- **DATA PROVIDED**:
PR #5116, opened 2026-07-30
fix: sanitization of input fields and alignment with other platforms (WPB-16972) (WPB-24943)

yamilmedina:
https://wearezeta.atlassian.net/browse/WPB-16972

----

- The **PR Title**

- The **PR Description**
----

...

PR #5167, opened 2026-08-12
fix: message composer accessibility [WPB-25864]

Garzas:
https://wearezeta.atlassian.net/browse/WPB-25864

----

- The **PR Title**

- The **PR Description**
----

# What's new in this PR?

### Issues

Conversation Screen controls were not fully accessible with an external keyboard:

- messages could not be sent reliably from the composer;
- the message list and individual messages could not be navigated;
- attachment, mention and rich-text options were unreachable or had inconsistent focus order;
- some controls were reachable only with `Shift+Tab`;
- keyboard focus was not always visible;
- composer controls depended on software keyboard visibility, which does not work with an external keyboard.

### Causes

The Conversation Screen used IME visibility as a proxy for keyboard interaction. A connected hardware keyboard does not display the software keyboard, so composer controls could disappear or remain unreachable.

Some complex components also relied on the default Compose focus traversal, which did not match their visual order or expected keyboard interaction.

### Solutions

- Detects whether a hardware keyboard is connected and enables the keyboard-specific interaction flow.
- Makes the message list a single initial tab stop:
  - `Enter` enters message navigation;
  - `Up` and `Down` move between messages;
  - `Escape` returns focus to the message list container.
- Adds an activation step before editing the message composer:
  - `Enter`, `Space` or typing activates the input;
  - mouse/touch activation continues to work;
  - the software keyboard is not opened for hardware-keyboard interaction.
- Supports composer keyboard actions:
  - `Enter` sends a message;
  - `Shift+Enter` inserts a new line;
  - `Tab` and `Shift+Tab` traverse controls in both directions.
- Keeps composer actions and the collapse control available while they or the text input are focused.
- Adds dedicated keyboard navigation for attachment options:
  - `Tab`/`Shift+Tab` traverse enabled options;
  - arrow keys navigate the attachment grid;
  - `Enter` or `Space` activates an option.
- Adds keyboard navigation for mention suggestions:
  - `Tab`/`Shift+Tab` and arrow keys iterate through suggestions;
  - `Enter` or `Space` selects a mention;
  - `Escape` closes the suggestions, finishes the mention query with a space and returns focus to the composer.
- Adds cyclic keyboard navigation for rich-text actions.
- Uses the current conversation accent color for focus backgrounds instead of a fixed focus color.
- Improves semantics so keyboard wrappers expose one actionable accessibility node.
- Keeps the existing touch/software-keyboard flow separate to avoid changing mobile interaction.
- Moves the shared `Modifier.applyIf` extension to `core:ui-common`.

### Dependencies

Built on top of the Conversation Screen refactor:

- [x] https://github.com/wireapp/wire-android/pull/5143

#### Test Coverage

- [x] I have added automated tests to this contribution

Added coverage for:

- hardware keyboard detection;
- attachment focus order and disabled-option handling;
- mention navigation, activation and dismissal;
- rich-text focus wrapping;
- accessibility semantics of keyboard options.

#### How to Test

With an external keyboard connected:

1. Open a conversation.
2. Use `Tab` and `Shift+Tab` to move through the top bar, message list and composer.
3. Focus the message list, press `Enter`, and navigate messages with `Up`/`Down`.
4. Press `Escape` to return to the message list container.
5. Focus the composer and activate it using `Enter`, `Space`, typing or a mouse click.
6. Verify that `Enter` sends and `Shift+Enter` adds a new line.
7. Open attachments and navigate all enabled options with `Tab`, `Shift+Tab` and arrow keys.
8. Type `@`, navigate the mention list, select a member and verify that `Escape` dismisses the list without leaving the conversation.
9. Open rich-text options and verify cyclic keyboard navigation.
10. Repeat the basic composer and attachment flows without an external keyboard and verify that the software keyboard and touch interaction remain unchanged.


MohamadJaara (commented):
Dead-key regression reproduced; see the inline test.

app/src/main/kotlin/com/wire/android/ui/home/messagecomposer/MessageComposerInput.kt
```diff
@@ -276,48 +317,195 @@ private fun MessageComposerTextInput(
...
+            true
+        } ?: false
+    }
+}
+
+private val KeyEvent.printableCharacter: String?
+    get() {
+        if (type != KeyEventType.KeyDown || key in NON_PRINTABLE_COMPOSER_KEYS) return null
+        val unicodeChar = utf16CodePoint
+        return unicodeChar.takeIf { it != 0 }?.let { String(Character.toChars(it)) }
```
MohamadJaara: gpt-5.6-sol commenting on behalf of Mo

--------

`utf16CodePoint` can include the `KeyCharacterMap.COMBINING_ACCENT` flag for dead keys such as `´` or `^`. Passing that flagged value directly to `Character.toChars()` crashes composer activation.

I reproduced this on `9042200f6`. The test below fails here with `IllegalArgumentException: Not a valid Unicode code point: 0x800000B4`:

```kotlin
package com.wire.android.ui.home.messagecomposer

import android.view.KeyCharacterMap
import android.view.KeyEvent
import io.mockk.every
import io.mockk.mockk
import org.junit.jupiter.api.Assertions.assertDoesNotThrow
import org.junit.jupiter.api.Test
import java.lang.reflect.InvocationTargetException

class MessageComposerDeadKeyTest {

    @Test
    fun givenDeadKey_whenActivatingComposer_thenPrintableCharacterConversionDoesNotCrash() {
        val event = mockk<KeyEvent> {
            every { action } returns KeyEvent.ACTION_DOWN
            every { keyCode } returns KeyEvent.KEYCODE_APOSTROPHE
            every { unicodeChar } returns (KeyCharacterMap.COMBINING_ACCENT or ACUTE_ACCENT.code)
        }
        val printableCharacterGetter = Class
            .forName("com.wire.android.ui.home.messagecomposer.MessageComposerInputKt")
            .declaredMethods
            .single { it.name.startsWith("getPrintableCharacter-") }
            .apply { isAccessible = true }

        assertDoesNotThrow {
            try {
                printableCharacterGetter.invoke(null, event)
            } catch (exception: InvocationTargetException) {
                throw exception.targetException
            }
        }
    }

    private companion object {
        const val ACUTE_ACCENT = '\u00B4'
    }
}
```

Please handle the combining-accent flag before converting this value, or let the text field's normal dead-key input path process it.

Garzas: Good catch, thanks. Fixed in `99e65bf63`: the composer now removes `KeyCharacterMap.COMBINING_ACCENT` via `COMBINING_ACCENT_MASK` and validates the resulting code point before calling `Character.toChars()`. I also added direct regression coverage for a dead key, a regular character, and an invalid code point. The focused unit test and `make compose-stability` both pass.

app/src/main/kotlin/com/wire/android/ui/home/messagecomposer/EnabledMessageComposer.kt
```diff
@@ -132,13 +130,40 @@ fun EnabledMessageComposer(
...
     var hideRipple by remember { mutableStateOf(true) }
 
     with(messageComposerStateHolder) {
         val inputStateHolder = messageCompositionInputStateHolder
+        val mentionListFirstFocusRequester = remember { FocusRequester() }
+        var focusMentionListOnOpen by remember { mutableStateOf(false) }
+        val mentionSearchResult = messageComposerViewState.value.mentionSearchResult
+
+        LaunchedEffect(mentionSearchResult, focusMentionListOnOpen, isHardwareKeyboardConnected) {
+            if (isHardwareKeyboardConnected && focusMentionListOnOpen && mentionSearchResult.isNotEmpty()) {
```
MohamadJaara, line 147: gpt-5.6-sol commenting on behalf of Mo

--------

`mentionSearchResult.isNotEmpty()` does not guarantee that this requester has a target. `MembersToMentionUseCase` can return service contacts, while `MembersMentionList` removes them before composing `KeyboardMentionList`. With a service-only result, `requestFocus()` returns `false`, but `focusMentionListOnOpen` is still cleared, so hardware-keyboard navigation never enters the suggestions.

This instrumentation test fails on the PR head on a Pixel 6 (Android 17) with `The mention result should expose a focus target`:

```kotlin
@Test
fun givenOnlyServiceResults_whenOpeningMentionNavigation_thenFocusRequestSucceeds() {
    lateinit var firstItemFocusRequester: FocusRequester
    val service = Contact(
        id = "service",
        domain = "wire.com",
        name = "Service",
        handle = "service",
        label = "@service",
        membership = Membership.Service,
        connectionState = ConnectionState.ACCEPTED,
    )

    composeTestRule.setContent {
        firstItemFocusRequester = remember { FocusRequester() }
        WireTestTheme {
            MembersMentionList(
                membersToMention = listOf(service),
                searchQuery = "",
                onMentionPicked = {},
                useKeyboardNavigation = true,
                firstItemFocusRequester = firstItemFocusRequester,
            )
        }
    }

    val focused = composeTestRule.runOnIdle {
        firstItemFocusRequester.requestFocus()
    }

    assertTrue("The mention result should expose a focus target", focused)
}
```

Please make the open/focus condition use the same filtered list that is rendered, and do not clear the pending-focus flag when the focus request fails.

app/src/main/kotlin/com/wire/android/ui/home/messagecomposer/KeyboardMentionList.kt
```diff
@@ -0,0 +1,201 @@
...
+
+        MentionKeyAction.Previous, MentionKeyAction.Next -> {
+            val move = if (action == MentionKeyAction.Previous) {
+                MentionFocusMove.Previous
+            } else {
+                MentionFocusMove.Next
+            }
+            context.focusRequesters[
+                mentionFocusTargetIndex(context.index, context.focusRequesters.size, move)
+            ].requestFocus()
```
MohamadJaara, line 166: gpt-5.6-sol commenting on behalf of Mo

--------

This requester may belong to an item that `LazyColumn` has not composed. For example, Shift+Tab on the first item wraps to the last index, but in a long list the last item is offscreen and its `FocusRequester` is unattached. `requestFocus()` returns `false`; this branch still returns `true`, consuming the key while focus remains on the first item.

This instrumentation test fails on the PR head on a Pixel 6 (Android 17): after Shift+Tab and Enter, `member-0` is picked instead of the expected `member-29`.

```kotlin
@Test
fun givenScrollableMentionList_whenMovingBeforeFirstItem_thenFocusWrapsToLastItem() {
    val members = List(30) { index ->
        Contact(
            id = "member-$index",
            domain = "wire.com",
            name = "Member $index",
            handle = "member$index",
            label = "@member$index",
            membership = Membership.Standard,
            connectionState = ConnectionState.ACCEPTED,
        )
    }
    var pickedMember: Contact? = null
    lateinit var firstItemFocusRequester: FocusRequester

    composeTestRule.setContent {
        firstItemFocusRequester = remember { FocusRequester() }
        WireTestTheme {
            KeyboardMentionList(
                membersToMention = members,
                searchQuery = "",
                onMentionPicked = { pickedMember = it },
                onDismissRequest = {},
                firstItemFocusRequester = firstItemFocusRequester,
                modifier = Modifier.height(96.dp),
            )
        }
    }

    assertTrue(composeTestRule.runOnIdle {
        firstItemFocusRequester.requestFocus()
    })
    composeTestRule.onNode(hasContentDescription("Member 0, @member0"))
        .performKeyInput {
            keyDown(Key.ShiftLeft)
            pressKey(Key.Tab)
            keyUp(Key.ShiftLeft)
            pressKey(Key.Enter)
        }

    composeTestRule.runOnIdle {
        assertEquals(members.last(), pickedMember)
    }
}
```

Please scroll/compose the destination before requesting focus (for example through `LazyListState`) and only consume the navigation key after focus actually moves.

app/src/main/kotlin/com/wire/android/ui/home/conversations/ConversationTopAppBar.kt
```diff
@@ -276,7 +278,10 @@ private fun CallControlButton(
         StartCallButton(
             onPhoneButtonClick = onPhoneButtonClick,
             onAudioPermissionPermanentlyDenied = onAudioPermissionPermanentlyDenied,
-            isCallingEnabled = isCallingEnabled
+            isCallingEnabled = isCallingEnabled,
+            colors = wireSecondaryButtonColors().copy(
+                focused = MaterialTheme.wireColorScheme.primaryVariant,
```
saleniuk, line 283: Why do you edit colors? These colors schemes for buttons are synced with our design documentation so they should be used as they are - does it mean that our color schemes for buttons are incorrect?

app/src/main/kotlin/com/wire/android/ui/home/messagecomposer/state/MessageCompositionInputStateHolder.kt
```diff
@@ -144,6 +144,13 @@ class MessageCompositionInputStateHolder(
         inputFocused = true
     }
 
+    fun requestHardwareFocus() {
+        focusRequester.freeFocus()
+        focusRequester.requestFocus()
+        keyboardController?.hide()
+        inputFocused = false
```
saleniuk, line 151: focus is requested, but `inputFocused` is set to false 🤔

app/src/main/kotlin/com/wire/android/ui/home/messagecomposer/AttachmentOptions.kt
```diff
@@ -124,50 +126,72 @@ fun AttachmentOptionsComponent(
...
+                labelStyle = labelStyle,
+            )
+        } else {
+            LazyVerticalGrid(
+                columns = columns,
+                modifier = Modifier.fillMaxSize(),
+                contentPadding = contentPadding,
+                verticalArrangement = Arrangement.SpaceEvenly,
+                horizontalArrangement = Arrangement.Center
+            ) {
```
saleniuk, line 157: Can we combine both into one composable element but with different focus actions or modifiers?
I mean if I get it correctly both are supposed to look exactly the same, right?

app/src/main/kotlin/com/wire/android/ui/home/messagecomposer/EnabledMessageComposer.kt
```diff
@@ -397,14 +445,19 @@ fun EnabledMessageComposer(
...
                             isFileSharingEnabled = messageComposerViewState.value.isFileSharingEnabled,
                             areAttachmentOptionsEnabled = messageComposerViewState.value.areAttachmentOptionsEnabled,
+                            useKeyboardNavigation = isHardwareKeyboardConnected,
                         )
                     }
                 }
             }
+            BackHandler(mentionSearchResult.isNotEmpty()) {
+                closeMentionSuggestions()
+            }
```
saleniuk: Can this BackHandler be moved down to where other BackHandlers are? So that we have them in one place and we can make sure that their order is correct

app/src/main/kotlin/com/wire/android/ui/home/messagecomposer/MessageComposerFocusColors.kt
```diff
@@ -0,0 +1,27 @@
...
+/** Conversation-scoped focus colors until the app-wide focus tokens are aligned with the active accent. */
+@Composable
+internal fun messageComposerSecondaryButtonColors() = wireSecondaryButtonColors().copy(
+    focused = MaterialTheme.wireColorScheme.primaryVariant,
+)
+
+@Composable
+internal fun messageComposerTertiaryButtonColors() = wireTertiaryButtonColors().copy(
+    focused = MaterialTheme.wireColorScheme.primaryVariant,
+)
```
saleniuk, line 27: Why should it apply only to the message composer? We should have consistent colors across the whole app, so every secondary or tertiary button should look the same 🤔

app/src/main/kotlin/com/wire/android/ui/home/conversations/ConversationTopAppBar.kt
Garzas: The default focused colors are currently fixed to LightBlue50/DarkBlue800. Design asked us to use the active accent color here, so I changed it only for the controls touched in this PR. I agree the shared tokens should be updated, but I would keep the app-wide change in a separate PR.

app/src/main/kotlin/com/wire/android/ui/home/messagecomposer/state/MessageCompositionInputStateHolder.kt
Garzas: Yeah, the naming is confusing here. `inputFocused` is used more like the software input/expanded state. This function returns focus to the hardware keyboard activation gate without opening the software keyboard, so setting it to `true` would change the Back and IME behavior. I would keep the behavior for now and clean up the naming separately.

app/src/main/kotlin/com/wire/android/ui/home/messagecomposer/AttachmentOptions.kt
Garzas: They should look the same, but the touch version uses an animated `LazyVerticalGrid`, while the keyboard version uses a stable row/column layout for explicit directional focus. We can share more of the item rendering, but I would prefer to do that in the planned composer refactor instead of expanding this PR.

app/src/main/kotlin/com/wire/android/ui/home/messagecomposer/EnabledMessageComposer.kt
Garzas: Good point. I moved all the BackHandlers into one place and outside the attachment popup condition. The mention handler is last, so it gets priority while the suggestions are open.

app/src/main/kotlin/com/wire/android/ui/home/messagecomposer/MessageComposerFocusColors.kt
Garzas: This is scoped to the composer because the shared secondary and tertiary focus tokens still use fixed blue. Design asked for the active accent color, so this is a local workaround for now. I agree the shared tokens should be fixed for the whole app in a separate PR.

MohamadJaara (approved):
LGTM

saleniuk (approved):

- **WORK TO COMPLETE**:
In the records, locate each line holding the string "context" and copy it.

- **RESULT BELOW**:
+            context.focusRequesters[
+                mentionFocusTargetIndex(context.index, context.focusRequesters.size, move)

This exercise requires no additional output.